• Aim of the task
Give back the whole listing exactly, line by line.

• Entries supplied
▼

PR #485, opened 2017-01-22
Transaction form: Support metadata

aumayr:
This PR implements input fields in the transaction form to enable the entering of metadata. 

The key and value are inserted into the file unchecked, so the rules in the Beancount Language Specification (keys should start with a lowercase character from a-z, etc.) are not checked or enforced.

(The next goal is to enable the upload of statements when adding a new transaction with the form.)

### DIFF
--- a/fava/core/file.py
+++ b/fava/core/file.py
@@ -153,6 +153,10 @@ def _render_transaction(transaction):
         transaction.date, transaction.flag, transaction.payee,
         transaction.narration)]
 
+    if transaction.meta and len(transaction.meta.keys()) > 0:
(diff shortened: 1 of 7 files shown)


yagebu:
I've been offline for a few days and didn't have time to have a look at this yet. Should be able to review it in the next few days.

yagebu:
"data" is already plural so `metadatas` should be changed to `metadata`. Otherwise this looks good 👍

aumayr:
`metadata` is already used as a class elsewhere, that's why I did choose `metadatas`.

PR #488, opened 2017-01-31
Add Chinese translations

tichai:
Translations in Simplified Chinese


aumayr:
Thanks @tichai for the translation!

We currently manage all translations here, including a Chinese one (has not been merged yet): https://poeditor.com/join/project/TlraSxOCxt

Can you join there and check if the current Chinese one is correct?

PR #494, opened 2017-02-02
Fixing the build process on Mac OS

johannesjh:
Fava's `make binaries` build target reproducably did not work on my machine. As it turned out, there were several problems involved, which I fixed in the proposed pull request.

▲

• Completed exercise
PR #485, opened 2017-01-22
Transaction form: Support metadata

aumayr:
This PR implements input fields in the transaction form to enable the entering of metadata. 

The key and value are inserted into the file unchecked, so the rules in the Beancount Language Specification (keys should start with a lowercase character from a-z, etc.) are not checked or enforced.

(The next goal is to enable the upload of statements when adding a new transaction with the form.)

### DIFF
--- a/fava/core/file.py
+++ b/fava/core/file.py
@@ -153,6 +153,10 @@ def _render_transaction(transaction):
         transaction.date, transaction.flag, transaction.payee,
         transaction.narration)]
 
+    if transaction.meta and len(transaction.meta.keys()) > 0:
(diff shortened: 1 of 7 files shown)


yagebu:
I've been offline for a few days and didn't have time to have a look at this yet. Should be able to review it in the next few days.

yagebu:
"data" is already plural so `metadatas` should be changed to `metadata`. Otherwise this looks good 👍

aumayr:
`metadata` is already used as a class elsewhere, that's why I did choose `metadatas`.

PR #488, opened 2017-01-31
Add Chinese translations

tichai:
Translations in Simplified Chinese


aumayr:
Thanks @tichai for the translation!

We currently manage all translations here, including a Chinese one (has not been merged yet): https://poeditor.com/join/project/TlraSxOCxt

Can you join there and check if the current Chinese one is correct?

PR #494, opened 2017-02-02
Fixing the build process on Mac OS

johannesjh:
Fava's `make binaries` build target reproducably did not work on my machine. As it turned out, there were several problems involved, which I fixed in the proposed pull request.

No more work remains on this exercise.